Exercise description
Output each line of the data word for word, from the first through the line that holds "- Possibly, split", and leave off whatever follows.
---------- Data shown
PR #714, opened 2023-03-24
Decide deployment services check

EDsCODE:
**Initial draft changes so discussion can be done here

## Description

based on https://posthog.slack.com/archives/C05034MPYA0/p1679596107221869, the decide pods still rely postgres because of the startup checks. This means that if postgres is down, decide pods will be down and error out regardless of caching

## Discussion points
- Possibly, split up wait checks (postgres // rest of the services) so there's not repeated check scripts for each deployment
- If possible, I think the decide deployment should wait briefly for postgres and migrations and timeout after X amount of time. Not sure the exact mechanics here but we don't want decide deployment to _never_ connect to postgres/pgbouncer. 
- Main point is that postgres isn't _mission critical_ for decide deployment to operate as it can use a populated redis cache so we should not have the deployment be blocked by postgres being up

### DIFF
--- a/charts/posthog/templates/_snippet-initContainers-decide-wait-for-service-dependencies.tpl
+++ b/charts/posthog/templates/_snippet-initContainers-decide-wait-for-service-dependencies.tpl
@@ -1,0 +1,44 @@
+{{/* Common initContainers-decide-wait-for-service-dependencies definition */}}
+{{- define "_snippet-initContainers-decide-wait-for-service-dependencies" }}
+- name: decide-wait-for-service-dependencies
+  image: {{ .Values.busybox.image }}
+  imagePullPolicy: {{ .Values.busybox.pullPolicy }}
+  env:
+    {{- include "snippet.clickhouse-env" . | nindent 4 }}
+  command:
+    - /bin/sh
+    - -c
+    - >
+        {{ if .Values.clickhouse.enabled }}
+        until (
+            NODES_COUNT=$(wget -qO- \
+                "http://$CLICKHOUSE_USER:$CLICKHOUSE_PASSWORD@{{ include "posthog.clickhouse.fullname" . }}.$(cat /var/run/secrets/kubernetes.io/serviceaccount/namespace).svc.cluster.local:8123" \
+                --post-data "SELECT count() FROM clusterAllReplicas('{{ .Values.clickhouse.cluster }}', system, one)"
+            )
+            test ! -z $NODES_COUNT && test $NODES_COUNT -eq {{ mul .Values.clickhouse.layout.shardsCount .Values.clickhouse.layout.replicasCount }}
+        );
+        do
+            echo "waiting for all ClickHouse nodes to be available"; sleep 1;
+        done
+        {{ end }}
+
+        {{ if .Values.redis.enabled }}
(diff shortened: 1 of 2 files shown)


charts/posthog/templates/_snippet-initContainers-decide-wait-for-service-dependencies.tpl
```diff
@@ -0,0 +1,44 @@
...
+- name: decide-wait-for-service-dependencies
+  image: {{ .Values.busybox.image }}
+  imagePullPolicy: {{ .Values.busybox.pullPolicy }}
+  env:
+    {{- include "snippet.clickhouse-env" . | nindent 4 }}
+  command:
+    - /bin/sh
+    - -c
+    - >
+        {{ if .Values.clickhouse.enabled }}
```
neilkakkar, line 12: Don't need Clickhouse either?

neilkakkar:
> If possible, I think the decide deployment should wait briefly for postgres and migrations and timeout after X amount of time. Not sure the exact mechanics here but we don't want decide deployment to never connect to postgres/pgbouncer.

This just checks the _current_ status of services to determine if the pod can come up, so it doesn't mean we'll never connect to postgres/pgbouncer.

I think instead we'd want something like an "OR" check between redis and postgres? If either is up, we're good to go.

neilkakkar:
> split up wait checks (postgres // rest of the services) so there's not repeated check scripts for each deployment

Good idea, not clear enough about things here, would want @PostHog/team-infra to give their input 😅

tiina303:
Related: looked at the readiness and startup and liveness probes:
1. readiness & startup are both `_readyz?role=decide` ([here](https://github.com/PostHog/charts-clickhouse/blob/main/charts/posthog/templates/decide-deployment.yaml#L155)), which doesn't check PG, but does require cache ([here](https://github.com/PostHog/posthog/blob/bf0552b6d08582a5a091d03105be99a9207437ad/posthog/health.py#L61)), not sure we'd want to (Redis down PG available situations)?
2. liveliness check is [here](https://github.com/PostHog/posthog/blob/bf0552b6d08582a5a091d03105be99a9207437ad/posthog/health.py#L73) - just verifying service is fine 👍

charts/posthog/templates/decide-deployment.yaml
```diff
@@ -170,6 +170,5 @@ spec:
         securityContext: {{- omit .Values.decide.securityContext "enabled" | toYaml | nindent 12 }}
         {{- end }}
       initContainers:
-      {{- include "_snippet-initContainers-wait-for-service-dependencies" . | indent 8 }}
-      {{- include "_snippet-initContainers-wait-for-migrations" . | indent 8 }}
```
hazzadous, line 174: Decide still makes queries to PostgreSQL right? So we still need to wait for them to have been applied?

tiina303: I think I might have misunderstood earlier & mislead the ff team ... this would only apply on new container setup, not on restart? If that's true and considering we do rolling deploys this is fine to keep as is.

hazzadous: Yeah if you don't include the migration check, you'll end up with a `SELECT all, the, fields, including, ones, that, don't, exist, yet FROM posthog_persons` which will error and if we're lucky fall back to redis, or just straight error out. Either way I don't think that's desired.

frankh: just confirmed that init containers only run when the pod is created

pods never restart, only the containers within them

PR #717, opened 2023-04-05
Add pgbouncer read deployment

ellie:
This should be pointed to a read replica for a postgres cluster

1. Why not RDS proxy? A few reasons. Turns out, it's super expensive! Classic AWS. Otherwise, it's pretty opaque + things like decide really need to know how the pooling works
2. Why do we need another deployment? pgbouncer doesn't really have query routing :( There is a fork called [pgbouncer-rr](https://github.com/awslabs/pgbouncer-rr-patch) that does what we need, but I'm not that keen on using a fork. Plus, two deployments can reduce the risk of things going wrong and _totally_ bringing us down.

## Type of change

## Checklist

### DIFF
--- a/charts/posthog/values.yaml
+++ b/charts/posthog/values.yaml
@@ -1217,7 +1217,8 @@ externalPostgresql:
 ### ---- PGBOUNCER ----
 ###
 ###
-pgbouncer:
+
+_pgbouncer: &_pgbouncer 
   # -- Whether to deploy a PgBouncer service to satisfy the applications requirements.
   enabled: true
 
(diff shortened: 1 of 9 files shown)


charts/posthog/values.yaml
```diff
@@ -1337,6 +1338,12 @@ pgbouncer:
   ## -- PgBouncer pod(s) annotation.
   podAnnotations: {}
 
+pgbouncer:
+  <<: *_pgbouncer
+
+pgbouncer_read:
```
hazzadous, line 1344: Maybe for consistency:

```suggestion
pgbouncerRead:
```

Although I don't know what the generally used format is in the community.

ellie: Ahh good point, will change it

ellie:
@hazzadous if you could double 👀 the host override stuff please that would be awesome! I'd like to enable in dev first and see what happens

the rest of my team are off so no reviews from them :(

PR #718, opened 2023-04-05
feat(keda): add ability to scale recordings ingestion with KEDA

hazzadous:
This just adds the Kafka triggers. I've left it pretty free form on what
you can pass in to the spec as doesn't seem much benefit in abstracting
that but it would be annoying to need to explicitly add functionality
that we might want to use in a deployment.

## Type of change

## Checklist


fuziontech (commented):
We have KEDA now?! 🥳

PR #1066, opened 2021-03-06
Use built-in functools.cached_property in py3.8+

mgorny:
Python 3.8+ supplies the cached-property functionality in functools
module, so use that instead of pulling in the backport package whenever
possible.


jdavid:
Thanks @mgorny , I've picked the first commit, but implemented a different solution for the second commit.

mgorny:
Thanks!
--------------------
Output of the task
PR #714, opened 2023-03-24
Decide deployment services check

EDsCODE:
**Initial draft changes so discussion can be done here

## Description

based on https://posthog.slack.com/archives/C05034MPYA0/p1679596107221869, the decide pods still rely postgres because of the startup checks. This means that if postgres is down, decide pods will be down and error out regardless of caching

## Discussion points
- Possibly, split up wait checks (postgres // rest of the services) so there's not repeated check scripts for each deployment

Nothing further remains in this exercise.